◆ PROBLEM: Word for word, restate the entries below from their first line through the line that contains "make: *** [Makefile:166: all]".

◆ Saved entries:
PR #996, opened 2022-05-16
Allow for building on Alpine Linux systems

sigmaseven:
This change allows for mongo-c-driver to be built on Alpine Linux-based systems.

### DIFF
--- a/build/mongodl.py
+++ b/build/mongodl.py
@@ -96,7 +96,7 @@ def _infer_target_os_rel():
     assert mat, 'Unable to detect ID from [/etc/os-release] content:\n{}'.format(
         content)
     os_id = mat.group(2)
-    if os_id == 'arch':
+    if os_id == 'arch' or os_id == 'alpine':
         # There are no Archlinux-specific MongoDB downloads, so we'll just use
         # the build for RHEL8, which is reasonably compatible with other modern
         # distributions (including Arch).


vector-of-bool:
Any errors from `mongodl.py` would be non-fatal errors, as the script is only applicable for integration testing purposes, additionally the MongoDB binaries that would be downloaded by this changeset would be incompatible with Alpine as the they would require GNU glibc rather than musl. What errors are you seeing that prevent the code from compiling and running on Alpine?

sigmaseven:
The error this specifically deals with was the following:

`[ 94%] Linking C executable mongoc-stat
[ 94%] Built target mongoc-stat
[ 94%] Downloading csfle
Downloading [https://downloads.mongodb.org/full.json] ...
Refreshing downloads manifest ...
  File "/root/mongo-c-driver/build/mongodl.py", line 700, in <module>
    sys.exit(main())
  File "/root/mongo-c-driver/build/mongodl.py", line 679, in main
    target = args.target or infer_target()
  File "/root/mongo-c-driver/build/mongodl.py", line 86, in infer_target
    return _infer_target_os_rel()
  File "/root/mongo-c-driver/build/mongodl.py", line 121, in _infer_target_os_rel
    raise RuntimeError("We don't know how to map '{}' to a distribution "
RuntimeError: We don't know how to map 'alpine' to a distribution download target. Please contribute!
make[2]: *** [src/libmongoc/CMakeFiles/get-csfle.dir/build.make:73: src/libmongoc/mongo_csfle_v1.so] Error 1
make[1]: *** [CMakeFiles/Makefile2:2198: src/libmongoc/CMakeFiles/get-csfle.dir/all] Error 2
make: *** [Makefile:166: all] Error 2`

I'm simply adding a 'mapping' that doesn't download any additional binaries so that it actually goes through the entire build process. If you'd prefer to take a crack at it I'm all for it, but it's kind of silly to hold up a build because a string isn't in a python script.

PR #998, opened 2022-05-17
CDRIVER-4376 note that Visual Studio 2013 is required

kevinAlbs:
The C driver has not tested on Visual Studio < 2013 or since Visual Studio versions older than 2013 were removed from Evergreen (refer: CDRIVER-3593).

There is an incorrect note in [the public documentation](http://mongoc.org/libmongoc/current/installing.html#build-environment-on-windows-with-visual-studio) claiming to support back to 2010.


rcsanchez97 (approved):
LGTM

PR #999, opened 2022-05-18
Fix SANITIZE arg shell quoting

vector-of-bool:
The current build is not building with sanitizers enabled. The escaped quotes around `MONGO_SANITIZE` are passed through literally, and CMake just discards the argument and doesn't mention it. The quotes are not required as the argument should be shell-safe.


rcsanchez97 (approved):
LGTM

PR #1003, opened 2022-05-19
CDRIVER-4380 Update maxWireVersion for 6.0

vector-of-bool:
Addresses CDRIVER-4380 

I've added a set of tasks for `6.0` integration testing in this PR. Also we seem to have jumped over wire version 16, which I believe corresponds to server version 5.3 based on digging in the code.

### DIFF
--- a/.evergreen/config.yml
+++ b/.evergreen/config.yml
@@ -2202,6 +2202,144 @@ tasks:
       AUTH: noauth
       SSL: nossl
       VALGRIND: 'on'
+- name: test-valgrind-6.0-server-auth-nosasl-openssl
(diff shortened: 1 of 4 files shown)


kevinAlbs:
> I've added a set of tasks for `6.0` integration testing in this PR. Also we seem to have jumped over wire version 16, which I believe corresponds to server version 5.3 based on digging in the code.

https://github.com/mongodb/specifications/blob/master/source/wireversion-featurelist.rst also is a quick reference. Though it needs to be updated for 6.0.

kevinAlbs (approved):

PR #1011, opened 2022-05-24
CDRIVER-4321: Support a "rename" operation for collections

vector-of-bool:
This adds support for the "rename" operation in the unified test format
this will rename the collection in the server as well as the local
copy in the entity map for later operations.

This changeset does not include test updates, but was manually validated
locally against the updated changestreams tests, which cannot be enabled
without additional changes that are beyond the scope of this PR.

### DIFF
--- a/src/libmongoc/tests/unified/operation.c
+++ b/src/libmongoc/tests/unified/operation.c
@@ -2799,9 +2799,10 @@ operation_rename (test_t *test,
       goto done;
    }
    result_from_ok (result);
+   ret = true;
 done:
    bson_free (new_name);
-   return true;
+   return ret;
 }
 
 typedef struct {
--- a/src/libmongoc/tests/unified/operation.c
+++ b/src/libmongoc/tests/unified/operation.c
@@ -2800,6 +2800,7 @@ operation_rename (test_t *test,
    if (!mongoc_collection_rename (coll, coll->db, new_name, false, error)) {
       return false;
    }
+   result_from_ok (result);
    return true;
 }
 
--- a/src/libmongoc/tests/unified/operation.c
+++ b/src/libmongoc/tests/unified/operation.c
@@ -2770,18 +2770,19 @@ operation_rename (test_t *test,
    // First validate the arguments
    const char *object = op->object;
    bson_parser_t *bp = bson_parser_new ();
-   char *new_name;
+   bool ret = false;
+   char *new_name = NULL;
    bson_parser_utf8 (bp, "to", &new_name);
    bool parse_ok = bson_parser_parse (bp, op->arguments, error);
    bson_parser_destroy (bp);
    if (!parse_ok) {
-      return false;
+      goto done;
    }
 
    // Now get the entity
    entity_t *ent = entity_map_get (test->entity_map, object, error);
    if (!ent) {
-      return false;
+      goto done;
    }
    // We only support collections so far
    if (0 != strcmp (ent->type, "collection")) {
@@ -2790,14 +2791,16 @@ operation_rename (test_t *test,
          "'rename' is only supported for collection objects '%s' has type '%s'",
          object,
          ent->type);
-      return false;
+      goto done;
    }
    // Rename the collection in the server,
    mongoc_collection_t *coll = ent->value;
    if (!mongoc_collection_rename (coll, coll->db, new_name, false, error)) {
-      return false;
+      goto done;
    }
    result_from_ok (result);
+done:
+   bson_free (new_name);
    return true;
 }
 
--- a/src/libmongoc/tests/unified/operation.c
+++ b/src/libmongoc/tests/unified/operation.c
@@ -2761,6 +2761,48 @@ operation_assert_number_connections_checked_out (test_t *test,
    return true;
 }
 
+static bool
+operation_rename (test_t *test,
+                  operation_t *op,
+                  result_t *result,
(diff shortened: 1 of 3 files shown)


kevinAlbs (commented):
I think this may not be correct or necessary. The entity map maps from ID to collection object. The ID does not need to match collection name. I think "rename" operation is only required to rename the collection name on the server.

See [PHP](https://github.com/mongodb/mongo-php-library/blob/62ffb4dd52db82da23faaf4138577979dd0c41d1/tests/UnifiedSpecTests/Operation.php#L490-L494) and [Go](https://github.com/mongodb/mongo-go-driver/blob/aa32249b4cdbd7d5c3e6a851b376b061849efbf8/mongo/integration/unified/collection_operation_execution.go#L879) implementations for reference.

vector-of-bool:
I was unsure of that. I'll investigate.

vector-of-bool:
@kevinAlbs The original changeset was missing the `"rename"` operation code entirely, so it wasn't even correct. I've removed the entity rename coe, as we won't need it.

src/libmongoc/tests/unified/operation.c
```diff
@@ -2761,6 +2761,48 @@ operation_assert_number_connections_checked_out (test_t *test,
...
+static bool
+operation_rename (test_t *test,
+                  operation_t *op,
+                  result_t *result,
+                  bson_error_t *error)
+{
+   // First validate the arguments
+   const char *object = op->object;
+   bson_iter_t it;
+   bool okay = bson_iter_init_find (&it, op->arguments, "to");
```
kevinAlbs, line 2773: I suggest parsing the arguments with the `bson_parser_t`. Example:

```c
   bson_parser_t *bp;
   char* to = NULL;

   bp = bson_parser_new ();
   bson_parser_utf8 (bp, "to", &to);
   if (!bson_parser_parse (bp, op->arguments, error)) {
      goto done;
   }

   /* other code */
done:
   bson_parser_destroy_with_parsed_fields (bp);
```

It will error on extra unrecognized fields by default. That may make a clearer error if we sync tests that add arguments to the "rename" operation.

src/libmongoc/tests/unified/operation.c
```diff
@@ -2761,6 +2761,49 @@ operation_assert_number_connections_checked_out (test_t *test,
...
+      test_set_error (error, "'rename' operation is missing a 'to' argument");
+      return false;
+   }
+   if (!BSON_ITER_HOLDS_UTF8 (&it)) {
+      test_set_error (error, "'rename' argument is not a utf8 string");
+      return false;
+   }
+
+   // Now get the entity
+   entity_t *ent = entity_map_get (test->entity_map, object, error);
```
kevinAlbs, line 2784: Variable declarations may need to be hoisted to satisfy Visual Studio 2013 builds.

vector-of-bool: VS2013 supports intermixed variable declarations

kevinAlbs: Oh, nice. TIL.

src/libmongoc/tests/unified/operation.c
```diff
@@ -2761,6 +2761,46 @@ operation_assert_number_connections_checked_out (test_t *test,
...
+                  operation_t *op,
+                  result_t *result,
+                  bson_error_t *error)
+{
+   // First validate the arguments
+   const char *object = op->object;
+   bson_parser_t *bp = bson_parser_new ();
+   char *new_name;
+   bson_parser_utf8 (bp, "to", &new_name);
+   bool parse_ok = bson_parser_parse (bp, op->arguments, error);
```
kevinAlbs, line 2775: The parser copies the fields it parses. `new_name` will need to be freed with `bson_free (new_name);`. Or, the parser can be freed with `bson_parser_destroy_with_parsed_fields`.

kevinAlbs (approved):
LGTM with a free of `new_name`.

src/libmongoc/tests/unified/operation.c
```diff
@@ -2761,6 +2761,50 @@ operation_assert_number_connections_checked_out (test_t *test,
...
+   // Now get the entity
+   entity_t *ent = entity_map_get (test->entity_map, object, error);
+   if (!ent) {
+      goto done;
+   }
+   // We only support collections so far
+   if (0 != strcmp (ent->type, "collection")) {
+      test_set_error (
+         error,
+         "'rename' is only supported for collection objects '%s' has type '%s'",
```
eramongodb, line 2791: Suggest rewording this error message to:
```
"'rename' is only supported for collection objects, but entity '%s' is a '%s'"
```

src/libmongoc/tests/unified/operation.c
```diff
@@ -2761,6 +2761,50 @@ operation_assert_number_connections_checked_out (test_t *test,
...
+   }
+   // Rename the collection in the server,
+   mongoc_collection_t *coll = ent->value;
+   if (!mongoc_collection_rename (coll, coll->db, new_name, false, error)) {
+      goto done;
+   }
+   result_from_ok (result);
+   ret = true;
+done:
+   bson_free (new_name);
```
eramongodb, line 2804: Given all parsed fields are destroyed at end of this function, I would suggest using `bson_parser_destroy_with_parsed_fields` instead of manually destroying the fields and parser individually.

PR #1014, opened 2022-05-25
CDRIVER-4199: Add comment to change stream getMore commands

vector-of-bool:
This adds a missing "comment" value to getMore for changestreams. This
fixes test failures in the changestreams tests, which are not yet
enabled in this branch but has been manually validated locally.


jmikola (approved):

jmikola:
Note: I renamed the PR, as I think this should be associated with CDRIVER-4199 (unless you had another ticket for it).

PR #1015, opened 2022-05-25
CDRIVER-3973 + CDRIVER-4366 : Update and use change-streams tests

vector-of-bool:
This changeset addresses both CDRIVER-3973 and CDRIVER-4366. If pulls the updated tests for 4366 while also finishing support for the test cases required to complete 3973. This PR includes changes from #1011 and #1014: Check those PRs to see those changes in isolation.

PR #1016, opened 2022-05-26
CDRIVER-4277: Pre-point-in-time support

vector-of-bool:
This change implements [DRIVERS-2189](https://jira.mongodb.org/browse/DRIVERS-2189). This also includes a generate-opts change that was missed as part of #1010. This changeset builds upon #1015, which enables and fixes the change-streams unified tests.


vector-of-bool:
Just noticed that this also includes spec test updates for CDRIVER-4368, since I pulled the JSON files from HEAD.

kevinAlbs (approved):

jmikola (approved):

PR #1021, opened 2022-05-31
Sync collection-management unified tests

eramongodb:
### Description

This PR resolves CDRIVER-4359, CDRIVER-4368, and CDRIVER-4392.

### Implementation

No changes were required to support the new `changeStreamPreAndPostImages` or `clusteredIndex` options, as options are specified as fields of a `bson_t` document that is forwarded directly to the server. Supporting the new options simply constituted adding a `clusteredIndex` field to the options document. Similarly, no changes were required to support the new `clustered` field in the result of `listIndexes`, as it is simply forwarding the result from the server as a `bson_t`.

◆ EXPECTED OUTPUT:
PR #996, opened 2022-05-16
Allow for building on Alpine Linux systems

sigmaseven:
This change allows for mongo-c-driver to be built on Alpine Linux-based systems.

### DIFF
--- a/build/mongodl.py
+++ b/build/mongodl.py
@@ -96,7 +96,7 @@ def _infer_target_os_rel():
     assert mat, 'Unable to detect ID from [/etc/os-release] content:\n{}'.format(
         content)
     os_id = mat.group(2)
-    if os_id == 'arch':
+    if os_id == 'arch' or os_id == 'alpine':
         # There are no Archlinux-specific MongoDB downloads, so we'll just use
         # the build for RHEL8, which is reasonably compatible with other modern
         # distributions (including Arch).


vector-of-bool:
Any errors from `mongodl.py` would be non-fatal errors, as the script is only applicable for integration testing purposes, additionally the MongoDB binaries that would be downloaded by this changeset would be incompatible with Alpine as the they would require GNU glibc rather than musl. What errors are you seeing that prevent the code from compiling and running on Alpine?

sigmaseven:
The error this specifically deals with was the following:

`[ 94%] Linking C executable mongoc-stat
[ 94%] Built target mongoc-stat
[ 94%] Downloading csfle
Downloading [https://downloads.mongodb.org/full.json] ...
Refreshing downloads manifest ...
  File "/root/mongo-c-driver/build/mongodl.py", line 700, in <module>
    sys.exit(main())
  File "/root/mongo-c-driver/build/mongodl.py", line 679, in main
    target = args.target or infer_target()
  File "/root/mongo-c-driver/build/mongodl.py", line 86, in infer_target
    return _infer_target_os_rel()
  File "/root/mongo-c-driver/build/mongodl.py", line 121, in _infer_target_os_rel
    raise RuntimeError("We don't know how to map '{}' to a distribution "
RuntimeError: We don't know how to map 'alpine' to a distribution download target. Please contribute!
make[2]: *** [src/libmongoc/CMakeFiles/get-csfle.dir/build.make:73: src/libmongoc/mongo_csfle_v1.so] Error 1
make[1]: *** [CMakeFiles/Makefile2:2198: src/libmongoc/CMakeFiles/get-csfle.dir/all] Error 2
make: *** [Makefile:166: all] Error 2`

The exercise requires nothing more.